START Material shown
PR #1415, opened 2023-11-09
Make QUDA use new ROCm header locations

dmcdougall:
These header files are going to move in a future ROCm release, so we're just preparing for that change here.  These new locations have been available for several ROCm releases already, so this shouldn't be a disruptive change.

### DIFF
--- a/include/targets/hip/FFT_Plans.h
+++ b/include/targets/hip/FFT_Plans.h
@@ -2,7 +2,7 @@
 
 #include <quda_hip_api.h>
 #include <quda_internal.h>
-#include <hipfft.h>
+#include <hipfft/hipfft.h>
 
 #define FFT_FORWARD HIPFFT_FORWARD
 #define FFT_INVERSE HIPFFT_BACKWARD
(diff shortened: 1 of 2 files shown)


maddyscientist:
@dmcdougall will this fix the warnings regarding header location, and thus allow us to switch the ROCm CI target to use `STRICT` builds?

dmcdougall:
It'll likely fix the warnings regarding header location.  Switching to `STRICT` would need that there are no _other_ warnings.  I don't remember if we do or do not trigger compiler warnings in other parts of the codebase.

maddyscientist:
@dmcdougall there is a warning from a ROCm header, which is unexpected:
```
/opt/rocm-5.5.0/include/rocrand/rocrand_common.h:75:6: warning: "Disabled inline asm, because the build target does not support it." [-W#warnings]
    #warning "Disabled inline asm, because the build target does not support it."
 ```
 Are ROCm headers not included as system headers, which should suppress such warnings?

dmcdougall:
I don't know why we're warning there at all, to be honest.  It's not like we can expect the user to do anything meaningful if we don't generate inline assembly somewhere inside of rocrand for a specific hardware architecture.

Fortunately, it looks like the warning got taken away in 5.6: https://github.com/ROCmSoftwarePlatform/rocRAND/blob/release/rocm-rel-5.6/library/include/rocrand/rocrand_common.h#L69-L72

That preprocessor logic looks strange to me for other reasons, though.  I'll reach out to the rocrand folks to follow up on that.

maddyscientist (approved):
END Material shown
## [What you are asked to do]
The full listing above is to be transcribed exactly.

## [Completed task]
PR #1415, opened 2023-11-09
Make QUDA use new ROCm header locations

dmcdougall:
These header files are going to move in a future ROCm release, so we're just preparing for that change here.  These new locations have been available for several ROCm releases already, so this shouldn't be a disruptive change.

### DIFF
--- a/include/targets/hip/FFT_Plans.h
+++ b/include/targets/hip/FFT_Plans.h
@@ -2,7 +2,7 @@
 
 #include <quda_hip_api.h>
 #include <quda_internal.h>
-#include <hipfft.h>
+#include <hipfft/hipfft.h>
 
 #define FFT_FORWARD HIPFFT_FORWARD
 #define FFT_INVERSE HIPFFT_BACKWARD
(diff shortened: 1 of 2 files shown)


maddyscientist:
@dmcdougall will this fix the warnings regarding header location, and thus allow us to switch the ROCm CI target to use `STRICT` builds?

dmcdougall:
It'll likely fix the warnings regarding header location.  Switching to `STRICT` would need that there are no _other_ warnings.  I don't remember if we do or do not trigger compiler warnings in other parts of the codebase.

maddyscientist:
@dmcdougall there is a warning from a ROCm header, which is unexpected:
```
/opt/rocm-5.5.0/include/rocrand/rocrand_common.h:75:6: warning: "Disabled inline asm, because the build target does not support it." [-W#warnings]
    #warning "Disabled inline asm, because the build target does not support it."
 ```
 Are ROCm headers not included as system headers, which should suppress such warnings?

dmcdougall:
I don't know why we're warning there at all, to be honest.  It's not like we can expect the user to do anything meaningful if we don't generate inline assembly somewhere inside of rocrand for a specific hardware architecture.

Fortunately, it looks like the warning got taken away in 5.6: https://github.com/ROCmSoftwarePlatform/rocRAND/blob/release/rocm-rel-5.6/library/include/rocrand/rocrand_common.h#L69-L72

That preprocessor logic looks strange to me for other reasons, though.  I'll reach out to the rocrand folks to follow up on that.

maddyscientist (approved):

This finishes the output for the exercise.